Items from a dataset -
□ □ □ □
PR #332, opened 2017-07-12
[exo-run part 4] write app runner in Go

cheahuychou:


exo-go/src/app_runner/index.go
```diff
@@ -0,0 +1,145 @@
...
+		}
+	}
+	return appRunner
+}
+
+// Start runs the application
+func (appRunner *AppRunner) Start() {
+	_, stdoutBuffer, err := dockerCompose.RunAllImages(appRunner.Env, appRunner.DockerConfigLocation, appRunner.Write)
+	if err != nil {
+		appRunner.Shutdown("", "Failed to run images")
```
□ □ □ □
WHAT YOU WILL DO - An acceptable answer repeats every entry exactly, with nothing omitted.

COMPLETED TASK -
PR #332, opened 2017-07-12
[exo-run part 4] write app runner in Go

cheahuychou:


exo-go/src/app_runner/index.go
```diff
@@ -0,0 +1,145 @@
...
+		}
+	}
+	return appRunner
+}
+
+// Start runs the application
+func (appRunner *AppRunner) Start() {
+	_, stdoutBuffer, err := dockerCompose.RunAllImages(appRunner.Env, appRunner.DockerConfigLocation, appRunner.Write)
+	if err != nil {
+		appRunner.Shutdown("", "Failed to run images")
```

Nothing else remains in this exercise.